Generał Skrzypczak mówi o tym, że Putin nie cofnie się przed niczym, aby powiększyć terytorium Rosji o państwa ościenne. Podobnie zresztą działa Donald Trump. Ta książka to także opowieść o współczesnych przywódcach, charakterystyka ich sposobów sprawowania rządów.
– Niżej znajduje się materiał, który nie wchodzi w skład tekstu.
PR #3252, opened 2023-03-15
Removes invalid keys from GBM defaults in the schema

arnavgarg1:
Title :) 

Essentially `encoder`, `decoder` and `loss` are not valid keys for GBMs.

### DIFF
--- a/ludwig/utils/backward_compatibility.py
+++ b/ludwig/utils/backward_compatibility.py
@@ -811,8 +811,15 @@ def upgrade_defaults_config_for_gbm(config: ModelConfigDict) -> ModelConfigDict:
     defaults = copy.deepcopy(defaults_ref)
     gbm_feature_types = GBMDefaultsConfig.Schema().fields.keys()
     for feature_type in defaults_ref:
+        # GBM only supports binary, number, category and text features
         if feature_type not in gbm_feature_types:
             del defaults[feature_type]
+            continue
+
+        # Remove encoder, decoder and loss from defaults since they only apply to ECD
+        defaults[feature_type].pop("encoder", None)
+        defaults[feature_type].pop("decoder", None)
+        defaults[feature_type].pop("loss", None)
     config[DEFAULTS] = defaults
     return config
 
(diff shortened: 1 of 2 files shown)


ludwig/utils/backward_compatibility.py
```diff
@@ -811,8 +811,15 @@ def upgrade_defaults_config_for_gbm(config: ModelConfigDict) -> ModelConfigDict:
     defaults = copy.deepcopy(defaults_ref)
     gbm_feature_types = GBMDefaultsConfig.Schema().fields.keys()
     for feature_type in defaults_ref:
+        # GBM only supports binary, number, category and text features
         if feature_type not in gbm_feature_types:
             del defaults[feature_type]
+            continue
+
+        # Remove encoder, decoder and loss from defaults since they only apply to ECD
+        defaults[feature_type].pop("encoder", None)
```
tgaddair, line 820: Encoders do apply to GBMs

tgaddair: @ksbrar is this something that need to be fixed in the defaults?

arnavgarg1: That's true yeah, ok let me take a look to make sure we allow encoder as key

arnavgarg1: @tgaddair seems like it, will make it a part of this PR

Generał Skrzypczak jest strategiem wojskowym
i w wywiadzie do książki przystał na propozycję wybitnej dziennikarki Edyty Żemły, aby opowiedzieć o wojennej strategii, jakie mają największe światowe mocarstwa na najbliższe lata. Generał podkreśla, że ważne jest to, że wojna XXI wieku w niczym nie będzie przypominała konfliktów zbrojnych, które znamy
z kart historii. Tym razem przywódcy nie będą posługiwali się czołgami czy armatami, ale raczej dronami, robotami wojennymi. Generał
Skrzypczak to guru środowiska wojskowego. Ta książka jest przez to środowisko bardzo wyczekiwana, tym bardziej, że Generał do tej pory nie zgadzał się na tak obszerne wypowiedzi medialne. Po latach dopiero dał się namówić na tego typu książkę.